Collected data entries
PR #609, opened 2015-08-07
Add mode to no escape entities and new setting to preserve attribute's quote

cuantico:
Two basic changes:
- Support the preserve of the quote used in any HTML Attribute, by enabling the outputsettings of "preserveQuote"
- Support the ability to not escape any HTML entity into its entity code. 

This is just trying to help keep the html code untouched when not expected. 

For example when HTML is used in combination with freemarker code (or custom tags) so you get some code inside attributes that you don't want escaped, or you don't want the quote of the attribute change from single quotes to double quotes because you have another code inside that has double quotes.

`<a href="${myURL!'default'}">test</a>`

### DIFF
--- a/src/main/java/org/jsoup/nodes/Attribute.java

Work required:
The lines from the one holding "For example when" to the end of the entries are to be repeated exactly, with both ends included and nothing else.

Exercise solution:
For example when HTML is used in combination with freemarker code (or custom tags) so you get some code inside attributes that you don't want escaped, or you don't want the quote of the attribute change from single quotes to double quotes because you have another code inside that has double quotes.

`<a href="${myURL!'default'}">test</a>`

### DIFF
--- a/src/main/java/org/jsoup/nodes/Attribute.java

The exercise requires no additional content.